*** Opening of Provided information ***

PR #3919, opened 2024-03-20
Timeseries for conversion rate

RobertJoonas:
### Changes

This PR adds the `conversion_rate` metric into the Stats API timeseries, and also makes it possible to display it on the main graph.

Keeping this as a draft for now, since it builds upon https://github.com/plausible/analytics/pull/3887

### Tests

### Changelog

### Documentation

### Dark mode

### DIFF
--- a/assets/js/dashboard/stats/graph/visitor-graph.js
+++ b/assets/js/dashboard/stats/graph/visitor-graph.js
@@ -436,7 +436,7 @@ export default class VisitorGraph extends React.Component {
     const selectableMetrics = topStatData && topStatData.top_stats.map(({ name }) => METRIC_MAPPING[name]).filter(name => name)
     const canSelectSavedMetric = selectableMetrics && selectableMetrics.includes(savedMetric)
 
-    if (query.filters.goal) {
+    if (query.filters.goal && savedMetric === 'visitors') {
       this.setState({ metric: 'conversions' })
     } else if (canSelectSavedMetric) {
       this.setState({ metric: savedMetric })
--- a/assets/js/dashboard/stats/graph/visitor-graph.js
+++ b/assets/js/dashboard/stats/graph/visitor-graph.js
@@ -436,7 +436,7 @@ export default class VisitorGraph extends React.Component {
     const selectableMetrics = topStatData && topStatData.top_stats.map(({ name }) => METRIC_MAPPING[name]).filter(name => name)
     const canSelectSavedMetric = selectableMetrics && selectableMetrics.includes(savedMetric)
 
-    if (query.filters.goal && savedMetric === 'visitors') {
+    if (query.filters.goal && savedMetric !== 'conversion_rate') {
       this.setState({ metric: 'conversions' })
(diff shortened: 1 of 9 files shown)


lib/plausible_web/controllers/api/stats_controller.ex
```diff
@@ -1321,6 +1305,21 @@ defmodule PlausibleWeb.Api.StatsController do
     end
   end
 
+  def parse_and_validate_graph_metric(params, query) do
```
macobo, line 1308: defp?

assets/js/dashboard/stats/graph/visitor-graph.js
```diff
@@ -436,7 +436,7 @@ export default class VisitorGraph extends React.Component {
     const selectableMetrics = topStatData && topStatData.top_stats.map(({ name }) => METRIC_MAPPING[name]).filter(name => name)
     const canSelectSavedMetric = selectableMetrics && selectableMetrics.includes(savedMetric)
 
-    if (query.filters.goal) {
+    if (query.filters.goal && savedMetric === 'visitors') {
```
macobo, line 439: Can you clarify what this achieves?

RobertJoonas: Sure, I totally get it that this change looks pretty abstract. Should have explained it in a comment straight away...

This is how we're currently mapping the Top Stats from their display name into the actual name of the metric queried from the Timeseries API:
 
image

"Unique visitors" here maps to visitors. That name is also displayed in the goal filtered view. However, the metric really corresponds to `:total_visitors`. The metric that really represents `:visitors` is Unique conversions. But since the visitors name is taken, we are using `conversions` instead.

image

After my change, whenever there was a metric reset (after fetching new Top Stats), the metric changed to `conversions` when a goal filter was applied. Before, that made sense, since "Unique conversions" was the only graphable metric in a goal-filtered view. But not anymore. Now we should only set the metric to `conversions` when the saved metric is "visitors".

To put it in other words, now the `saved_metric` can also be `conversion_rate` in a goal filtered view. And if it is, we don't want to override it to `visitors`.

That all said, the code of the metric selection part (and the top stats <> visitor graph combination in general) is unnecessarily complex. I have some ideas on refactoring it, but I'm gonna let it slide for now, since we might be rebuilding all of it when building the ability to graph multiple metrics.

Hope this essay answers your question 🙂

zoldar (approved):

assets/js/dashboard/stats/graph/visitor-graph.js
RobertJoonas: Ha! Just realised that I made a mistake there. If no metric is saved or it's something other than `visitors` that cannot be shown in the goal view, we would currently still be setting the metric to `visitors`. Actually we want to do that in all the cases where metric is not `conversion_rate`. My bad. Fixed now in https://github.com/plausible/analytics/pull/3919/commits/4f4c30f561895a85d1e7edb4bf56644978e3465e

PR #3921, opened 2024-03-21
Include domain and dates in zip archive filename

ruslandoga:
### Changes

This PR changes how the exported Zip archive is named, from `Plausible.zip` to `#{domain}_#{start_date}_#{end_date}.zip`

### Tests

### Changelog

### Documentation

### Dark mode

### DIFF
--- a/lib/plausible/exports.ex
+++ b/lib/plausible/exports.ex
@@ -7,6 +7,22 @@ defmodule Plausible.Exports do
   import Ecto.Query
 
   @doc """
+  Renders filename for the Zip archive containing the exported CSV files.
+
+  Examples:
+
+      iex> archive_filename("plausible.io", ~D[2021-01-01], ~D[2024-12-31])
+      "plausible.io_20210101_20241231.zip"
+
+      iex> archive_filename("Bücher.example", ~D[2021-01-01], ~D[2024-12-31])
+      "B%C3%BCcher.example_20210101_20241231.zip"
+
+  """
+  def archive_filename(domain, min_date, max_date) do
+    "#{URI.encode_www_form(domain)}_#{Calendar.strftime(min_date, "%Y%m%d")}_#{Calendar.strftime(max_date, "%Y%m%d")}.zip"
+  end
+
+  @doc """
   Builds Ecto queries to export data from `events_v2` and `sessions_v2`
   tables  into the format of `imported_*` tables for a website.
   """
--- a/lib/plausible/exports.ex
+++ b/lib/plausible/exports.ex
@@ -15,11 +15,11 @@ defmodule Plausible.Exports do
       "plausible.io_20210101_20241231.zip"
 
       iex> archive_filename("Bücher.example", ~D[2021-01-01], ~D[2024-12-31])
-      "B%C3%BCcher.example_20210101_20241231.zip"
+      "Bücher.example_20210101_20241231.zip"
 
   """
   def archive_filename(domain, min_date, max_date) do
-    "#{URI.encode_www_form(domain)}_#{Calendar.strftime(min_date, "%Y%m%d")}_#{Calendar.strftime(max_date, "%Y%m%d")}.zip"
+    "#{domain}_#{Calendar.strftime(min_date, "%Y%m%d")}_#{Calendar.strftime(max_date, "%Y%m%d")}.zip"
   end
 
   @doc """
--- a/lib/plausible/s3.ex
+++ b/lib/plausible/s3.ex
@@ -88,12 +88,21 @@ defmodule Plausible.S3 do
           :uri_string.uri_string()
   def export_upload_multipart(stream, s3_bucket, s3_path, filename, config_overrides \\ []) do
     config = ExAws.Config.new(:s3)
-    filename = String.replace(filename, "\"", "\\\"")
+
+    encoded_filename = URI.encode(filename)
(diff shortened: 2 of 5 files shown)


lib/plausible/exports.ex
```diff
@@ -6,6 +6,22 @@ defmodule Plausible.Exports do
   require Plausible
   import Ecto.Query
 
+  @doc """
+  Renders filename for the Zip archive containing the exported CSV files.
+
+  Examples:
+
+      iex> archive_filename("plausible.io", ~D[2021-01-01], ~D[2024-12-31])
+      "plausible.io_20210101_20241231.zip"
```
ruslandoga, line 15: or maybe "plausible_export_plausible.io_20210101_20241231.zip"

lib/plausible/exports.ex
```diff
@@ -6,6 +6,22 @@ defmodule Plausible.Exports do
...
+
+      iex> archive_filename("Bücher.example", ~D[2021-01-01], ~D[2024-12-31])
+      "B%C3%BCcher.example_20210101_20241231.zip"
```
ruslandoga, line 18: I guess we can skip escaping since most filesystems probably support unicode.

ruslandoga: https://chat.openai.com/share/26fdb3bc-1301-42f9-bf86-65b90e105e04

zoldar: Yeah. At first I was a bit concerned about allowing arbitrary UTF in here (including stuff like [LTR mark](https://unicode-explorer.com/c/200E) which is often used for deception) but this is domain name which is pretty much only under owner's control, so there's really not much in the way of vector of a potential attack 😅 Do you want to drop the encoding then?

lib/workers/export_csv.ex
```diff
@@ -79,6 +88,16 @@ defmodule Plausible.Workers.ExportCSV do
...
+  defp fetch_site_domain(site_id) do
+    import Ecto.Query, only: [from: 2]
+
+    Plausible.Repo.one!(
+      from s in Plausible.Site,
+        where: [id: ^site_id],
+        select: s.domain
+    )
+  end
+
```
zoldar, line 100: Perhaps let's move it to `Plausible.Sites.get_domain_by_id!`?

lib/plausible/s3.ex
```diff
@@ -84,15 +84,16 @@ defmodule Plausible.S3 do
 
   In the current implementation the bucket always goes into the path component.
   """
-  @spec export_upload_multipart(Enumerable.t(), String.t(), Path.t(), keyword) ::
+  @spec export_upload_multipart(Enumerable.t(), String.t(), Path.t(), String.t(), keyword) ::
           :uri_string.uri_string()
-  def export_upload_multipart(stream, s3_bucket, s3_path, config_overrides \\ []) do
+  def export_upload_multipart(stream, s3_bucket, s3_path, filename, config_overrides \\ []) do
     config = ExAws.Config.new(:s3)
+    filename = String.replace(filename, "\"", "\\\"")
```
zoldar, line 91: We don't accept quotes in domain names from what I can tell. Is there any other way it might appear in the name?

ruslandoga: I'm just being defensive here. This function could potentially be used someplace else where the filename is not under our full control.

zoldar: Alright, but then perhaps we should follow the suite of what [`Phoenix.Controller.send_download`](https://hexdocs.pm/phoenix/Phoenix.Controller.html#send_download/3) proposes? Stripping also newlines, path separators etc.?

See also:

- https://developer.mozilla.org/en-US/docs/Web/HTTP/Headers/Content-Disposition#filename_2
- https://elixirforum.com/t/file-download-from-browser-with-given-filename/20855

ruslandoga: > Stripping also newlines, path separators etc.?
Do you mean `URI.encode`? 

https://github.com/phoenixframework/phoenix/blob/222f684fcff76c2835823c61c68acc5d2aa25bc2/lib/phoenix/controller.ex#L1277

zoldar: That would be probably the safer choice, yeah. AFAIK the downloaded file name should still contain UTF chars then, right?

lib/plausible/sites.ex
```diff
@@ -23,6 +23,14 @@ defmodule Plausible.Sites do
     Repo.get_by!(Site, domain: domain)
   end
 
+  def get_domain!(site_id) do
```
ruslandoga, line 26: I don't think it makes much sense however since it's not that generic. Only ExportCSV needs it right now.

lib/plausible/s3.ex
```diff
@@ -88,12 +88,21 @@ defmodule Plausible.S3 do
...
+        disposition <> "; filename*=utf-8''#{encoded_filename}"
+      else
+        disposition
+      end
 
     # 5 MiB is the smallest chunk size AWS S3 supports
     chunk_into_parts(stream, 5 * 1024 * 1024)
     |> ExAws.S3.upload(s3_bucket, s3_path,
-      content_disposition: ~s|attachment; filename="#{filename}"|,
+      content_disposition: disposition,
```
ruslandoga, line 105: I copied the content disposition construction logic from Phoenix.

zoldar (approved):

*** Close of Provided information ***

Count, and answer with the number only: how many lines of the data include the string "filtered"?

3